==== Records supplied ====

PR #1772, opened 2021-06-07
[orchagent] Remove default prefix in non default vrf

msosyak:
**What I did**

1. Remove default prefix in non-default VRF instead of setting it to blackhole
2. Initialize `m_overlay_nexthops` in overloaded constructor. 

**Why I did it**
To fix https://github.com/Azure/sonic-buildimage/issues/6504

1. To remove default routes in non default VRF
2. To avoid garbage in `m_overlay_nexthops`. 

**How I verified it**
1. Add t0 topology
2. Load config generated by this test vrf/test_vrf.py::TestVrfDeletion::test_vrf1_neigh_after_restore
3. `sudo config vrf del Vrf1`
4. `redis-cli -n 6 keys "*VRF*"`
5. check that there is entries only for Vrf2. e.g:
```
1) "VRF_OBJECT_TABLE|Vrf2"
2) "VRF_TABLE|Vrf2"
```

**Details if related**

### DIFF
--- a/orchagent/nexthopgroupkey.h
+++ b/orchagent/nexthopgroupkey.h
@@ -33,6 +33,7 @@ public:
 
     NextHopGroupKey(const std::string &nexthops, const std::string &weights)
     {
+        m_overlay_nexthops = false;
         std::vector<std::string> nhv = tokenize(nexthops, NHG_DELIMITER);
         std::vector<std::string> wtv = tokenize(weights, NHG_DELIMITER);
         for (uint32_t i = 0; i < nhv.size(); i++)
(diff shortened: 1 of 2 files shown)


msosyak:
These changes fix Azure/sonic-buildimage#6504  partially.

I still observe that some routes in VRF are not deleted.

msosyak:
@prsunny  Could you have a look, please?

@iris00522 I see you fixed a ref count issue previously. Could you have a look, please, too?

prsunny (approved):
lgtm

====

## Activity
Every entry must be set down exactly, with nothing left out.

## Written reply
PR #1772, opened 2021-06-07
[orchagent] Remove default prefix in non default vrf

msosyak:
**What I did**

1. Remove default prefix in non-default VRF instead of setting it to blackhole
2. Initialize `m_overlay_nexthops` in overloaded constructor. 

**Why I did it**
To fix https://github.com/Azure/sonic-buildimage/issues/6504

1. To remove default routes in non default VRF
2. To avoid garbage in `m_overlay_nexthops`. 

**How I verified it**
1. Add t0 topology
2. Load config generated by this test vrf/test_vrf.py::TestVrfDeletion::test_vrf1_neigh_after_restore
3. `sudo config vrf del Vrf1`
4. `redis-cli -n 6 keys "*VRF*"`
5. check that there is entries only for Vrf2. e.g:
```
1) "VRF_OBJECT_TABLE|Vrf2"
2) "VRF_TABLE|Vrf2"
```

**Details if related**

### DIFF
--- a/orchagent/nexthopgroupkey.h
+++ b/orchagent/nexthopgroupkey.h
@@ -33,6 +33,7 @@ public:
 
     NextHopGroupKey(const std::string &nexthops, const std::string &weights)
     {
+        m_overlay_nexthops = false;
         std::vector<std::string> nhv = tokenize(nexthops, NHG_DELIMITER);
         std::vector<std::string> wtv = tokenize(weights, NHG_DELIMITER);
         for (uint32_t i = 0; i < nhv.size(); i++)
(diff shortened: 1 of 2 files shown)


msosyak:
These changes fix Azure/sonic-buildimage#6504  partially.

I still observe that some routes in VRF are not deleted.

msosyak:
@prsunny  Could you have a look, please?

@iris00522 I see you fixed a ref count issue previously. Could you have a look, please, too?

prsunny (approved):
lgtm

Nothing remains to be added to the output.